Excerpts from a dataset
----------------------------------------

PR #3300, opened 2021-05-25
Added tests for cusparseSolver and openclSolver

Tongdongq:
Copied `test_preconditionerfactory.cpp` and replaced Dune with cusparseSolver and openclSolver.
It needs `getSparsityPattern()` like in the `BdaBridge`, but that is not a public method.
It also creates an empty `WellContributions`.
The values in the `expected` vector are different, but both cusparseSolver and openclSolver converge for NORNE.

### DIFF
--- a/tests/test_cusparseSolver.cpp
+++ b/tests/test_cusparseSolver.cpp
@@ -72,14 +72,18 @@ testCusparseSolver(const boost::property_tree::ptree& prm, const std::string& ma
     const int deviceID = 0;
     const std::string gpu_mode("cusparse");
     const std::string fpga_bitstream("empty");    // unused
+    Dune::InverseOperatorResult result;
 
     Vector x(rhs.size());
     Opm::WellContributions wellContribs("cusparse");
-    Opm::BdaBridge<Matrix, Vector, bz> bridge(gpu_mode, fpga_bitstream, linear_solver_verbosity, maxit, tolerance, platformID, deviceID, opencl_ilu_reorder);
-    Dune::InverseOperatorResult result;
+    try {
+        Opm::BdaBridge<Matrix, Vector, bz> bridge(gpu_mode, fpga_bitstream, linear_solver_verbosity, maxit, tolerance, platformID, deviceID, opencl_ilu_reorder);
 
-    bridge.solve_system(&matrix, rhs, wellContribs, result);
-    bridge.get_result(x);
+        bridge.solve_system(&matrix, rhs, wellContribs, result);
+        bridge.get_result(x);
+    } catch (const std::logic_error& error) {
+        BOOST_WARN_MESSAGE(true, error.what());
+    }
 
     return x;
 }
--- a/tests/test_cusparseSolver.cpp
+++ b/tests/test_cusparseSolver.cpp
@@ -1,4 +1,5 @@
 /*
+  Copyright 2019 SINTEF Digital, Mathematics and Cybernetics.
   Copyright 2021 Equinor
 
   This file is part of the Open Porous Media project (OPM).
--- a/tests/test_cusparseSolver.cpp
+++ b/tests/test_cusparseSolver.cpp
@@ -1,0 +1,127 @@
+/*
+  Copyright 2021 Equinor
+
+  This file is part of the Open Porous Media project (OPM).
+
+  OPM is free software: you can redistribute it and/or modify
+  it under the terms of the GNU General Public License as published by
+  the Free Software Foundation, either version 3 of the License, or
+  (at your option) any later version.
+
+  OPM is distributed in the hope that it will be useful,
+  but WITHOUT ANY WARRANTY; without even the implied warranty of
+  MERCHANTABILITY or FITNESS FOR A PARTICULAR PURPOSE.  See the
+  GNU General Public License for more details.
+
+  You should have received a copy of the GNU General Public License
+  along with OPM.  If not, see <http://www.gnu.org/licenses/>.
+*/
+
+#include <config.h>
+
+#define BOOST_TEST_MODULE OPM_test_cusparseSolver
+#include <boost/test/unit_test.hpp>
+#include <boost/version.hpp>
+
+#include <dune/common/version.hh>
+
+#if DUNE_VERSION_NEWER(DUNE_ISTL, 2, 6) && \
+    BOOST_VERSION / 100 % 1000 > 48
+
+#include <opm/simulators/linalg/bda/BdaBridge.hpp>
+
+#include <dune/common/fvector.hh>
+#include <dune/istl/bvector.hh>
+#include <dune/istl/bcrsmatrix.hh>
+#include <dune/istl/matrixmarket.hh>
+#include <dune/istl/solver.hh>
+
+#include <boost/property_tree/json_parser.hpp>
+#include <boost/property_tree/ptree.hpp>
+
+
+template <int bz>
+Dune::BlockVector<Dune::FieldVector<double, bz>>
+testCusparseSolver(const boost::property_tree::ptree& prm, const std::string& matrix_filename, const std::string& rhs_filename)
+{
+    using Matrix = Dune::BCRSMatrix<Dune::FieldMatrix<double, bz, bz>>;
+    using Vector = Dune::BlockVector<Dune::FieldVector<double, bz>>;
+    Matrix matrix;
+    {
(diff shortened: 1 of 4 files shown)


blattms:
Please try to limit code duplication as much as possible. There seem to be at least two identical functions in two or three files now. Maybe you should factor the out to header ans simply include that?

If you are copying stuff, please also state the old copyright holders.

Tongdongq:
@blattms I think it's ready for review

blattms:
Looks great now and compiles on my systems. Just one jenkins run.

blattms:
jenkins build this please

blattms:
Just noted that when ninja Generator is used for CMake, test do not get built on my system. That's odd.
Just checked again and both test_openClSolver and test_cusparseSolver do not compile because of the number of arguments of the constructor of BDA bridge.

Tongdongq:
Since the FPGA PR was merged, BdaBridge takes `fpga_bitstream` as argument. I thought I had fixed that, but perhaps I didn't push it.

blattms:
jenkins build this please

blattms:
Sigh, I guess there is no opencl platform on the jenkins system:
```
Running 1 test case...
%%MatrixMarket
%%MatrixMarket
unknown location(0): [NON-XML-CHAR-0x1B][4;31;49mfatal error: in "TestDefaultPreconditionerFactory": std::logic_error: [/var/lib/jenkins/workspace/opm-simulators-PR-builder@2/opm/simulators/linalg/bda/openclSolverBackend.cpp:182] OpenCL Error: clGetPlatformIDs(-1001)
UNKNOWN_CL_CODE[NON-XML-CHAR-0x1B][0;39;49m
/var/lib/jenkins/workspace/opm-simulators-PR-builder@2/tests/test_openclSolver.cpp(104): [NON-XML-CHAR-0x1B][1;36;49mlast checkpoint: "TestDefaultPreconditionerFactory" test entry[NON-XML-CHAR-0x1B][0;39;49m

[NON-XML-CHAR-0x1B][1;31;49m*** 1 failure is detected in the test module "OPM_test_openclSolver"
[NON-XML-CHAR-0x1B][0;39;49m--------------------------------------------------------------------------
mpiexec detected that one or more processes exited with non-zero status, thus causing

  Process name: [[65344,1],0]
  Exit code:    201
```
I guess you will have to work around this one...

akva2:
maybe there is a cpu platform available on debian? we for sure do not have any gpu..

Tongdongq:
Ah I did not get that.
So maybe a try-catch in the test should suffice? But should the test then fail?

blattms:
Well if the test fails the build will never get green... I think the test should say something like "skipping because no platforms available".

akva2:
i tried with pocl, but atleast on my ubuntu box, the ocl solver is not working properly. it does work on the opencl nv/cuda backend so it's not a general system issue.

Tongdongq:
I'll catch the exception, print a warning and let the test pass.

Tongdongq:
So now I just added
```cpp
try {
} catch (const std::logic_error& error) {
    BOOST_WARN_MESSAGE(true, error.what());
}
```
Any OpenCL errors in openclSolverBackend.cpp are read and rethrown as `std::logic_error`.

Tongdongq:
So apparently the `mpi.openclSolver` test produces `1.79769e+308` (max value for doubles) instead of the expected values. I don't know how to fix this.

blattms:
The beauty of openCL and different platforms. I have noticed this before for platforms other than GPUs (and different GPUs even). Our hunch is that there are some guarantees (in execution order) for GPUs that do not hold on e.g. on the CPU.

These test could be a good start to investigate these issues again.

Tongdongq:
How can I reproduce this error? My `make test_openclSolver` passes, and I don't know how to run `mpi.openclSolver`.

akva2:
```
ctest -R openclSolver
```

the mpi. in front is a prefix for the build configuration on jenkins.

but it won't fail on your system because you have a opencl platform. to reproduce you have to remove all opencl icd's.

blattms:
To reproduce you need to install pocl (pocl-opencl-icd on Debian or http://portablecl.org/) and use the cpu platform (e.g. via adding a command line parameter to the test).

For now we could just query platforms that are known to be GPU's for the test.

Tongdongq:
I had problems with installing pocl on my CentOS machine, and most of its cuda tests failed.
I tried installing it in an Ubuntu container, but pocl does not seem to provide the C++ bindings that are used in openclSolver. I tried to install the NVIDIA drivers but that also failed.
I think I'll just try to query the platform type and only allow GPUs for now.

How is opencl installed on the Jenkins server? Intel? PoCL?

akva2:
there is no icd on the jenkins server.

Tongdongq:
I misunderstood the function of libOpenCL.so, which is found on Jenkins.
So that lib is found, and Flow compiles with HAVE_OPENCL, which enables the test to be run.
The test runs, does not find an icd and should fail.
But instead of triggering the 'no platform found' exception, it produces `1.79769e+308`.
It looks like the Boost test initializes some x vector, and the solver never overwrites it.
Maybe the exception does trigger, but I fail to capture it because it is not a `std::logic_error`?

tests/test_cusparseSolver.cpp
```diff
@@ -0,0 +1,132 @@
...
+    Vector x(rhs.size());
+    Opm::WellContributions wellContribs("cusparse");
+    try {
+        Opm::BdaBridge<Matrix, Vector, bz> bridge(gpu_mode, fpga_bitstream, linear_solver_verbosity, maxit, tolerance, platformID, deviceID, opencl_ilu_reorder);
+
+        bridge.solve_system(&matrix, rhs, wellContribs, result);
+        bridge.get_result(x);
+    } catch (const std::logic_error& error) {
+        BOOST_WARN_MESSAGE(true, error.what());
+    }
```
blattms, line 86: I think this is the wrong place to catch the exception or at least you need to rethrow it in the catch clause. Otherwise or now we return an invalid solution and the caller cannot notice that there was a problem

Tongdongq: But otherwise the test fails.
The test is meant to test the solver, if the solver cannot run, because things are not installed, should it fail?
Perhaps CMake should not add the test if there is no device.

Tongdongq:
Instead of getting devices with `CL_DEVICE_TYPE_ALL`, `CL_DEVICE_TYPE_GPU` can be used instead. But this was replaced to allow for CPU backends (like pocl) as well.
Can we change this just for the test?

blattms:
Isn't the real problem that there are no devices? I think @akva2 was pointing at that.

Attached is my kind of error handling proposal (probably does not compile and is for cusparse, but hopefully clarifies my line of thought.

[0001-Error-handling-proposal.patch.txt](https://github.com/OPM/opm-simulators/files/6662827/0001-Error-handling-proposal.patch.txt)

tests/test_cusparseSolver.cpp
blattms: CMake is probably not the correct place. You might compile on a system without devices but OpenCL and Cusparse installed but run on one that has devices.

blattms:
In it is. Two questions though:
- Don't we need the same error handling for CUDA? What will happen if there are no devices.
- What happens in flow if we request opencl and there are no devices?

Tongdongq:
Shouldn't I have added the same for CUDA before merging then? I think there are less problems with icds from different vendors, but you can still cross-compile on a machine without GPUs.
If no opencl devices are found, an exception should be thrown:
https://github.com/OPM/opm-simulators/blob/2260fde4782f5a9b9e277e63ac8e85eae59aefb2/opm/simulators/linalg/bda/openclSolverBackend.cpp#L93

blattms:
>Shouldn't I have added the same for CUDA before merging then?

Well the rest was good, and all changes risk further delay (on my side). Just do that in another PR.

Concerning the exception:
I am a aware that there will be an exception. What I was wondering is what happens then:

- Simulator thinks there is a linear solver problem and reduces the time step until it gives up.
- Or does it fallback to DUNE.

Will the user see a clear error message?

Cool if you could check by just unconditionally throwing and see what happens.

Tongdongq:
Actually neither happens, the exception is not caught and Flow exists.
The reason: if the user explicitly wants to use opencl, but nothing can execute the opencl, then it should not quietly go to Dune.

----------------------------------------

> _About this exercise_: Would you print, exactly as written, every line above from the one holding "Dune::BCRSMatrix<Dune::FieldMatrix<double, bz, bz>>;" through the one holding "Please try to", with both included and no other lines?

> _Answer to the problem_:
+    using Matrix = Dune::BCRSMatrix<Dune::FieldMatrix<double, bz, bz>>;
+    using Vector = Dune::BlockVector<Dune::FieldVector<double, bz>>;
+    Matrix matrix;
+    {
(diff shortened: 1 of 4 files shown)


blattms:
Please try to limit code duplication as much as possible. There seem to be at least two identical functions in two or three files now. Maybe you should factor the out to header ans simply include that?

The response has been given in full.